By Zed A. Shaw

Goodbye BOFH, Hello Cloud

Yes, I hate the word "cloud" too. I'm just as annoyed as any of you by this trend of using some dummy catch phrase to sell something. Words like "2.0", "microblog", "checkins", "service", "enterprise", or "cloud" seem to infect the technology and journalism industries like little moron viruses blinding everyone to mountains of bullshit being used to sell technology to managers who know very little about technology.

However, I absolutely love the idea of the cloud. You know why? Because it means the death of the Bastard Operator From Hell once and for all.

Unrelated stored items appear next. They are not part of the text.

PR #326, opened 2021-11-06
Fea: Key Bindings

mzegar:
image

I'm pretty sure I didn't forget anything important.


mzegar:
I think this is fine for now, I'd suggest putting up an issue for refactoring the menu system, it feels like the `Menu` class is a god class, we should probably break up all of these screens into sub classes.

mzegar:
This needs a refactor, unable to get a scrolling list.

Alf21:
Ah sad, thought about the same thing haha, would be good to have such a menu

mzegar:
Yeah I'll keep the branch around and see if I can fix it up.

The days of that entrenched system administrator who does nothing more than hoard knowledge in order to keep his tiny little kingdom of power managing a few machines in some half-assed manual ssh-poking manner are over.

We all know this guy and absolutely hate him. He actually doesn't do shit until his fucking little house of cobbled together perl script cards collapses. Then he's running around in a panic, sshing into boxes manually, hacking away at configs guessing at what might be wrong, and barely getting things up and running again with no plan for preventing it in the future.

Each machine is different from the next. Nothing is documented. There's no password database. None of the configuration files are under version control. Automated deployments? Hahahahaahahahaha. Oh he doesn't fucking trust "automation". Says it causes too many errors (unlike his fat fingers).

Ask yourself this:

If you went to your sysadmin and said you wanted 64 more machines in the next 5 minutes could they do it?

That's right, this is the new standard for system administrator competence. Not, can he add a mother fucker to the LDAP without crashing the whole network. Nope, he has to compete with companies like Heroku where a very nice little control panel has a slider that you just slide up and poof more machines. In fact, Heroku claims to have 58 thousand running apps at the time I wrote this.

Your group of jokers have hard a time pushing a new css file to one web server.

The cloud should just be marketed as "Replace Your Jerk Sysadmin". Go look at Heroku, and tell me that isn't a damn sexy control panel. Tell me that you get anywhere near that level of professionalism and service from your system administrators? If you do count yourself lucky (and consider starting a side business like Amazon).

What's happening right now is the system administrator is being replaced by nothing more than the three following events:

  1. Normalized application layout and deployment standards.
  2. Economies of scale.
  3. Programmers hating system administration.

First, we have the fact that many server side applications are now organized and structured so they're consistent and easily deployed in an automated way. Java sort of started this, but the cream of the crop is the gear Ruby on Rails peeps have. I remember fondly the day I replaced a BOFH with 10 minutes of my time and a capistrano script. Ah good times.

Throw into that companies like Google and their AppEngine successfully dictating even your database to streamline their deployments and you can see the trend going even further. Today any "app server" that requires pointy-clicky-mousy work is dead.

Second, there's just pure simple economies of scale at work. BOFHs really screwed the pooch on this one because, by being difficult and fairly incompetent they opened the door for a whole world of businesses that bring simple economies of scale to wipe the BOFH out. You see, it's just cheaper in the long run to pay some company who has to treat you well than it is to deal with some asshole who doesn't give a fuck about you. Economies of scale means that someone else can focus on just being awesome at hosting your shit while you do whatever it is that actually makes you money.

Third, programmers are very slowly chipping away at the need for a CPU babysitter by implementing software that automates even more of your IT systems. Software like Chef and Puppet do a good job (not great yet) of managing huge numbers of machines. In fact, a lot of the cloud services use those two or something similar to manage their machines.

Of course, I know not all system administrators are incompetent power mongers ruling over a pathetic bash shell kingdom. Some of them are on par with the quality you'd get from a cloud service. But, if they don't get their shit together soon I see them being relegated to the deepest darkest corners of the internet working for the government.